Stock Markets February 18, 2026

Averin Capital Prices $250 Million IPO, Units to Begin Trading on NASDAQ

Blank-check vehicle raises $250 million; units include share and partial warrant, with warrants exercisable at $11.50

By Leila Farooq
Averin Capital Prices $250 Million IPO, Units to Begin Trading on NASDAQ

Averin Capital Acquisition Corp. completed an initial public offering of 25 million units at $10 each, generating $250 million in gross proceeds. The units - each made up of one Class A ordinary share and one-sixth of a redeemable warrant - are slated to start trading on NASDAQ under the ticker ACAAU on February 19, 2026, with the offering expected to close February 20, 2026 subject to customary closing conditions.

Key Points

  • The IPO priced 25 million units at $10 each, raising $250 million for Averin Capital.
  • Each unit comprises one Class A ordinary share and one-sixth of a redeemable warrant; whole warrants exercise price is $11.50.
  • The company will target mergers or business combinations in technology and health; Deutsche Bank is the sole book-runner.

Averin Capital Acquisition Corp. has priced its initial public offering at $10 per unit, selling 25 million units and raising $250 million in total. The sponsor-formed blank-check company expects its units to start trading on NASDAQ under the symbol ACAAU on February 19, 2026.

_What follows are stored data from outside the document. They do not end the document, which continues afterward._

PR #975, opened 2021-08-03
Enable iOS Simulator

### LINKED ISSUE #252: Enable iOS-sim profile
Using the iOS simulator is very convenient for getting screenshots in different resolutions required for submitting an app to the Apple store

jperedadnr:
This PR depends on a new build of GraalVM that includes the `IOS_AMD64` platform, and a new Java static build for x86_64-ios.

### Issue

Fixes #252 

### Progress


src/main/java/com/gluonhq/substrate/target/IosTargetConfiguration.java
```diff
@@ -110,23 +111,31 @@ public IosTargetConfiguration(ProcessPaths paths, InternalProjectConfiguration c
...
-        return Arrays.asList("-H:CompilerBackend=" + Constants.BACKEND_LLVM,
-                "-H:-SpawnIsolates",
+        List<String> flags = new ArrayList<>(Arrays.asList(
                 "-H:PageSize=16384",
                 "-Dsvm.targetName=iOS",
                 "-Dsvm.targetArch=" + getTargetArch(),
                 "-H:+UseCAPCache",
-                "-H:CAPCacheDir=" + getCapCacheDir().toAbsolutePath().toString());
+                "-H:CAPCacheDir=" + getCapCacheDir().toAbsolutePath().toString()));
+        if (!isSimulator()) {
```
Noisyfox, line 134: Interesting, does this imply that the reason of using LLVM backend is because of the aarch64 arch, not because of the iOS OS?

jperedadnr: It is not the arch: Android for instance has aarch64 too, but doesn't need LLVM (we did use it some time ago though). We use the LLVM backend for iOS/arm64 to create LLVM IR bitcode.
For the simulator (x86_64) this is not needed.

src/main/java/com/gluonhq/substrate/model/InternalProjectConfiguration.java
```diff
@@ -235,10 +235,14 @@ public boolean useCustomJavafxStaticLibs() {
     }
 
     public Path getDefaultJavafxStaticPath() {
+        Triplet targetTriplet = getTargetTriplet();
+        if (new Triplet(Constants.Profile.IOS_SIM).equals(targetTriplet)) {
+            targetTriplet = new Triplet(Constants.Profile.IOS);
```
johanvos, line 240: This means the arch is removed from the triplet, but it is used later at https://github.com/gluonhq/substrate/pull/975/files#diff-1e93749c0a14ab381e919971325d7c981813fdc8799bf48a1db9ee7cb641ed6bR374

Is it removed because the download doesn't deal with arch in its name?

jperedadnr: We don't remove the arch but simply create a new triplet just so we can get the arch from iOS-AArch64. 
This is required because we don't publish static JavaFX for iOS-x86_64, as we can use the AArch64 version.

johanvos: it sounds confusing we download an AArch64 artifact because that also works on AMD64.
The AMD64 artifact probably uses fat libraries? In that case, it will work, but it's very confusing. We should probably either remove the architecture from the artifact, or have 2 artifacts. But that is tbd in CI.

johanvos (approved):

Each unit issued in the offering contains one Class A ordinary share and one-sixth of a redeemable warrant. When combined into whole warrants, holders would be able to exercise each warrant to purchase one Class A ordinary share at an exercise price of $11.50 per share.

The company indicated the offering is expected to close on February 20, 2026, subject to customary closing conditions. Alongside the primary allotment, Averin Capital has granted the underwriters a 45-day over-allotment option to buy up to an additional 3.75 million units at the IPO price to cover over-allotments.

Once the units begin trading and the constituent securities start to trade separately, the Class A ordinary shares are expected to trade under the symbol ACAA and the warrants under ACAAW.

Averin Capital is a special purpose acquisition company organized to seek mergers or other business combinations. The company has stated it intends to target opportunities in the technology and health sectors.

Management and governance are led by Chairman and Chief Executive Officer David A. Berry and Chief Financial Officer and Secretary Alex Lau. The board of directors includes Ulrik Schulze, Graeme Bell, and Mary T. Szela.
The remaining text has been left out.